Balkinization  

Monday, September 21, 2015

A "stamp of animus"? Plaintiffs in Miller v. Davis ask court to order Deputy Clerks to issue unadulterated marriage licenses

Marty Lederman

The plaintiffs in the Kim Davis case have now made a motion to Judge Bunning to require the Deputy Clerks in Rowan County to go back to issuing marriage licenses in the form that Deputy Clerk Mason was issuing while Clerk Kim Davis was in federal custody--rather than the radically adulterated form that Davis directed Mason to issue once she returned to work.  (For much more on the machinations that led to this motion, and the differences between the two marriage license forms, see my post from Saturday.)

The plaintiffs are also asking the judge to require the Deputy Clerks to reissue, in proper (i.e., pre-Sept. 14) form, any licenses that they issued over the past week, and to specifically order Kim Davis not to interfere with the Deputies' issuance of licenses.  For the time being they are not asking the judge to hold Davis in contempt of his orders; but they are asking the judge to put Davis on notice that any violation of the new order--that is, any interference on her part--"will result in civil sanctions, including but not limited to (a) the placement of the Rowan County Clerk’s Office into a receivership for the limited purposes of issuing marriage licenses, and (b) the imposition of civil monetary fines as appropriate and necessary to coerce Davis’ compliance with this Court’s Order."

What is the ground for plaintiffs' complaint about the Davis-prescribed, adulterated form of marriage licenses?  They do not invoke the Fourteenth Amendment in so many words but, as I read it, they are alleging that the use of the altered forms violates their rights under the Fourteenth Amendment in two respects:

(i) First, although the plaintiffs do not argue that a marriage performed pursuant to such a license would be invalid under Kentucky law (to the contrary--see the quotation from Pinkhasov v. Petocz in footnote 2 of the plaintiffs' filing), they assert that couples acting in reliance upon such licenses will live under the shadow of possible future challenges to the validity of their marriages:
Because a valid license is a prerequisite to solemnization, see KRS § 402.080, and because Kentucky courts have yet to address whether defects in a license of this magnitude can void the marriage, any marriage performed pursuant to the licenses issued last week by Davis’ office is potentially open to a future challenge to its validity. . . .
[E]ven if the altered licenses were ultimately determined to be valid at some future point,  . . . Davis’ interference has caused substantial injury to Plaintiffs and members of the putative class by intentionally creating uncertainty surrounding their exercise of the fundamental right of marriage."
Presumably it is plaintiffs' view that the creation of this "uncertainty" violates their Fourteenth Amendment rights:  Davis's "intentional creation of such uncertainty surrounding the exercise of a fundamental right like marriage," they write, "--an uncertainty not faced by couples in other counties – is a significant burden and injury that Plaintiffs and members of the putative class ought not bear."

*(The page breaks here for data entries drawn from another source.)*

PR #204, opened 2020-07-24
Take the absolute value of \gamma_next when taking its square root in cg

ajozefiak:
I am using Krylov's cg in a package and in a small example for a unit test I am getting that `\gamma_next`, lines 101-102 of `src/cg.jl` is negative, about `-1e-35`. This value arrises due to machine error as `\gamma_next` in my example is essentially zero at this particular iteration of the cg. A sensible fix that would avoid this machine error causing problems would be to take the absolute value of `\gamma_next` before taking its square root.

### DIFF
--- a/src/cg.jl
+++ b/src/cg.jl
@@ -50,7 +50,7 @@ function cg(A, b :: AbstractVector{T};
   itmax == 0 && (itmax = 2 * n)
 
   pAp = zero(T)
-  rNorm = sqrt(γ)
+  rNorm = sqrt(abs(γ))
   pNorm² = γ
   rNorms = [rNorm;]
   ε = atol + rtol * rNorm
@@ -99,7 +99,7 @@ function cg(A, b :: AbstractVector{T};
     @kaxpy!(n, -α, Ap, r)
     z = M * r
     γ_next = @kdot(n, r, z)
-    rNorm = sqrt(γ_next)
+    rNorm = sqrt(abs(γ_next))
     push!(rNorms, rNorm)
 
     solved = (rNorm ≤ ε) || on_boundary


dpo:
That's often an indication of a pretty ill-conditioned problem and/or preconditioner. Is that the case for you? What stopping tolerances are you using?

ajozefiak:
My stopping condition is a relative error of 1e-6, but my example converges in a single iteration. Additionally, the example is very small, a system of about 6 equations.

dpo:
Is there any chance you could share that system?

ajozefiak:
My Matrix is: 
```
6×6 SparseMatrixCSC{Float64,Int64} with 18 stored entries:
  [1, 1]  =  2.0
  [5, 1]  =  -1.0
  [6, 1]  =  -1.0
  [2, 2]  =  2.0
  [5, 2]  =  -2.0
  [3, 3]  =  2.0
  [5, 3]  =  -1.0
  [6, 3]  =  -1.0
  [4, 4]  =  2.0
  [6, 4]  =  -2.0
  [1, 5]  =  -1.0
  [2, 5]  =  -2.0
  [3, 5]  =  -1.0
  [5, 5]  =  4.0
  [1, 6]  =  -1.0
  [3, 6]  =  -1.0
  [4, 6]  =  -2.0
  [6, 6]  =  4.0
```

and my right hand side is:
```
 -0.08164965809277261
  0.0
  0.08164965809277261
  0.08164965809277261
  0.0
 -0.08164965809277261
```
As for the preconditioner, I am extracting the preconditioner from the `approxchol` solver from `Laplacians.jl` which is a sparse approximate cholesky factorization of my system. A single multiplication of the precondtioner solves this small system. I could try to provide the preconditioner, but it is a matrix-free factorization.

dpo:
@ajozefiak The worry is that simply taking the absolute value will ignore situations where the preconditioner isn't positive definite, which technically isn't permitted with CG.

A possible fix would be something like this (not tested):
```julia
if gamma < 0
  if gamma > -eps(T) * norm(r) * norm(z)   # eps(T) might have to be adjusted here but √eps(T) is too large
    gamma = abs(gamma)
  else
    error("Preconditioner is not positive definite")
  end
end
```

amontoison:
@ajozefiak Your matrix A is only positive semidefinite.
```julia
eigvals(Matrix(A))

6-element Array{Float64,1}:
 2.717535850685321e-16
 0.7639320225002099
 1.9999999999999996
 2.0
 5.236067977499791
 6.0
```
A has 0 as an eigenvalue.

The sparse approximate cholesky factorization should not be positive definite either.

dpo:
Closing this as I don't think it's a robust solution. Feel free to open a new PR or an issue to discuss ideas.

(ii) Second, and more interestingly, plaintiffs allege that their (presumably federal) rights have been violated because they have been subject to "humiliation and stigma associated with the receipt of marriage licenses that are effectively imprinted with Davis’ opprobrium."  They write:
The marriage licenses currently issued by the Rowan County Clerk’s Office are so materially altered that they create a two-tier system of marriage licenses throughout state.  The adulterated marriage licenses received by Rowan County couples will effectively feature a stamp of animus against the LGBT community, signaling that, in Rowan County, the government’s position is that LGBT couples are second-class citizens unworthy of official recognition and authorization of their marriage licenses but for this Court’s intervention and Order.
For more on the possibility that such a "stamp of animus" might violate the Fourteenth Amendment, even if the same license form is used for same-sex and opposite-sex couples alike in Rowan County, see Mike Dorf's post from earlier today.  (I contributed a comment to that post with respect to this Fourteenth Amendment question.)